In the most simple setups of a single server, you don’t worry about it. In two server setups you can likely get by with shell scripts and a cron job.
But the more complex your environment becomes, the more complicated this coordination becomes. It was a design goal for us to separate out the core database work from the operational work across a fleet of servers. We will create this software for our own needs to operate our cloud environment. However, our cloud may be different than yours. Your environment may be different. This is why the operational coordination is kept separate. So there is maximum flexibility in topology and configuration.
We plan to run the InfluxDB IOx open source bits as is in our own cloud. We won’t be running a fork, we’ll be running right off the main branch.
At the beginning of this talk I mentioned my introduction of InfluxDB to the world. And I titled it this.

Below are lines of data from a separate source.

PR #622, opened 2021-04-28
feat(react): deprecate "children" for adding input/textarea label

josokinas:
## Purpose

Using "children" prop to display a label on React's Input and Textarea is not very accurate, because "children" on Textarea has another meaning, also e.g. for Select component this also will not work - options will need to be provided via children instead.

## Approach

Deprecate usage of "children" prop on Input and Textarea components, suggest component composition instead.

## Testing

N/A

## Risks

N/A

### DIFF
--- a/packages/react/src/components/form/form.stories.tsx
+++ b/packages/react/src/components/form/form.stories.tsx
@@ -35,27 +35,46 @@ interface Values {
 export const Playground: Story<FormProps<Values>> = (props) => (
   <Form {...props}>
     <Field>
-      <Input name="firstName" required>
-        First name <Asterisk aria-label="required" />
-      </Input>
+      <Input
+        name="firstName"
+        label={
+          <>
+            First name <Asterisk aria-label="required" />
+          </>
+        }
+        required
+      />
       <Validation state="error" if="valueMissing">
         Please fill in this field
       </Validation>
     </Field>
 
     <Field>
-      <Input name="lastName" required>
-        Last name <Asterisk aria-label="required" />
-      </Input>
+      <Input
+        name="lastName"
+        label={
+          <>
+            Last name <Asterisk aria-label="required" />
+          </>
+        }
+        required
+      />
       <Validation state="error" if="valueMissing">
         Please fill in this field
       </Validation>
     </Field>
 
     <Field>
-      <Input type="email" name="email" required>
-        Email address <Asterisk aria-label="required" />
-      </Input>
+      <Input
+        type="email"
+        name="email"
+        label={
+          <>
+            Email address <Asterisk aria-label="required" />
+          </>
+        }
+        required
+      />
       <Validation state="error" if="valueMissing">
         Please fill in this field
       </Validation>
--- a/packages/react/src/components/form/form.stories.tsx
+++ b/packages/react/src/components/form/form.stories.tsx
@@ -35,46 +35,36 @@ interface Values {
 export const Playground: Story<FormProps<Values>> = (props) => (
   <Form {...props}>
     <Field>
-      <Input
-        name="firstName"
-        label={
-          <>
-            First name <Asterisk aria-label="required" />
-          </>
-        }
-        required
-      />
+      <FieldLabel>
+        <span>
+          First name <Asterisk aria-label="required" />
+        </span>
+        <Input name="firstName" required />
+      </FieldLabel>
       <Validation state="error" if="valueMissing">
         Please fill in this field
       </Validation>
     </Field>
 
     <Field>
-      <Input
-        name="lastName"
-        label={
-          <>
-            Last name <Asterisk aria-label="required" />
-          </>
-        }
-        required
-      />
+      <FieldLabel>
+        <span>
+          Last name <Asterisk aria-label="required" />
+        </span>
+        <Input name="lastName" required />
+      </FieldLabel>
       <Validation state="error" if="valueMissing">
         Please fill in this field
       </Validation>
     </Field>
 
     <Field>
-      <Input
-        type="email"
-        name="email"
-        label={
-          <>
-            Email address <Asterisk aria-label="required" />
-          </>
-        }
-        required
-      />
+      <FieldLabel>
+        <span>
+          Email address <Asterisk aria-label="required" />
+        </span>
+        <Input type="email" name="email" required />
+      </FieldLabel>
       <Validation state="error" if="valueMissing">
         Please fill in this field
       </Validation>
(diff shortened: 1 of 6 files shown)


packages/react/src/components/form/form.stories.tsx
```diff
@@ -35,27 +35,46 @@ interface Values {
...
-      </Input>
+      <Input
+        name="firstName"
+        label={
+          <>
+            First name <Asterisk aria-label="required" />
+          </>
+        }
+        required
+      />
```
rabelloo, line 46: This is what I had in mind when we discussed fragments being used in the label.
Personally, I think composition looks much cleaner:

```tsx
<Label>
  First name <Asterisk aria-label="required" />
  <Input name="firstName" required />
</Label>
```

I wonder again if we should even have `label` at all.
The only use case that makes sense to me is:

```tsx
<Input name="firstName" label="First name" required />
```

And even that is a stretch. Doesn't seem much easier or cleaner than:

```tsx
<Label>
  First name
  <Input name="firstName" required />
</Label>
```

packages/react/src/components/input/input.tsx
```diff
@@ -44,4 +46,12 @@ export const Input = withRef(
 );
 Input.displayName = 'Input';
 
-export type InputProps = BaseProps & JSX.IntrinsicElements['input'];
+export type InputProps = BaseProps &
+  Omit<InputElementProps, 'children'> & {
+    /** @deprecated Use `label` prop instead */
+    children?: InputElementProps['children'];
+    // eslint-disable-next-line @typescript-eslint/no-explicit-any
+    label?: any;
```
rabelloo, line 54:
```suggestion
    label?: React.ReactNode;
```

packages/react/src/internal/field-label-wrapper/field-label-wrapper.tsx
```diff
@@ -3,17 +3,17 @@ import React from 'react';
...
-  children: { element, children },
+  children: { element, label },
 }: FieldLabelWrapperProps): JSX.Element => {
-  if (!children) return element;
+  if (!label) return element;
 
   return (
     <FieldLabel htmlFor={id}>
-      <span>{children}</span>
+      <span>{label}</span>
```
rabelloo, line 16: Remind me again why we need the `<span>`? 🤔

packages/react/src/components/input/input.tsx
josokinas: Hmm, you think so?

I was looking at what usually `children` is, which essentially was what used previously, and seems like it's just `any`?

packages/react/src/internal/field-label-wrapper/field-label-wrapper.tsx
josokinas: It's because of the [flow in component](https://github.com/onfido/castor/blob/feat/input-textarea-label/packages/core/src/components/field-label/field-label.scss#L16), we expect usually a single label (e.g. just a string), and optional element.

For such cases where label is of multiple elements, we need to wrap in `<span>` to make it one element.

packages/react/src/components/form/form.stories.tsx
josokinas: Similar to previous reply, it would need to still be wrapped in `<span>` (where a "required" indicator is added).

My intentions here was actually to demonstrate yet another way of setting a label. So previously it was with only a string, then with component components, and this - with using "label" prop but as JSX.

packages/react/src/components/input/input.tsx
rabelloo: Yea pretty sure
```ts
interface DOMAttributes<T> {
        children?: ReactNode;
```

rabelloo: There are other instances around other files, I'd recommend importing `{ ReactNode } from 'react'` and updating them all.

josokinas: Yep, done that locally.

packages/react/src/components/form/form.stories.tsx
rabelloo: Right

```tsx
<Label>
  <span>First name <Asterisk aria-label="required" /></span>
  <Input name="firstName" required />
</Label>
```

The `label` prop still looks a bit magic, like, you give it a Fragment but it renders in a `span`.
Wouldn't it make more sense to actually require the wrapping `span` explicitly?

```tsx
<Input
  name="firstName"
  label={
    <span>
      First name <Asterisk aria-label="required" />
    </span>
  }
  required
/>
```

In which case isn't composition still cleaner?

I'm not trying to shoot `[label]` down, I'm really trying to understand where it fits better than `<Label>`.

josokinas: You're right, now when it's just a prop it could just render whatever passed... Totally makes sense.

Main worry - it's a breaking change.

What if we leave this for now, and I'll put a reminder to remove when making a breaking change (that is, when removing "children" prop support).

rabelloo: Can't we do something like

```tsx
const Input = ({ children, label }) =>
  <Wrapper>
    {{
      label: children ? <span>{children}</span> : label,
    }}
  </Wrapper>
```

And one final push, is having `[label]` even worth it?
Isn't composition always just better?
Or do you feel like providing several options is what makes it better?

josokinas: You win, refactored that part, so now only deprecating using "children".

rabelloo: I didn't want to win 😅  I mean not necessarily.
I'd be happy to agree that flexibility is an advantage in and of itself.

If you're happy without `[label]` then cool.
If you're compromising, then feel free to push back.

packages/react/src/components/input/input.tsx
```diff
@@ -48,9 +46,8 @@ Input.displayName = 'Input';
 
 export type InputProps = BaseProps &
   Omit<InputElementProps, 'children'> & {
-    /** @deprecated Use `label` prop instead */
+    /** @deprecated Use component composition instead */
```
rabelloo, line 49: Can we add an example here, or a link to storybook?
Not everyone might know what we mean by "component composition".

rabelloo (approved):

packages/react/src/components/input/input.tsx
josokinas: Added examples, altought not their nor deprecation message is shown on editor, it just says "deprecated"...

rabelloo: That's fine, it'll be hard to see the deprecation notice in the IDE regardless, because of how JSX children are shown.

We'll have to do a good job at notifying this change.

I’ll be giving more talks about InfluxDB IOx over the coming months. But here’s how I’m thinking about it. Yes, it’s a distributed time series database. But it’s a lot more than just that.
It’s federated and this is a core part of its design. With time series and analytics data, the future is federated. The scale is larger than you’ll want to manage and push up to a single cluster. You’ll have edge, multiple data centers, and many thousands of potential nodes all communicating with each other.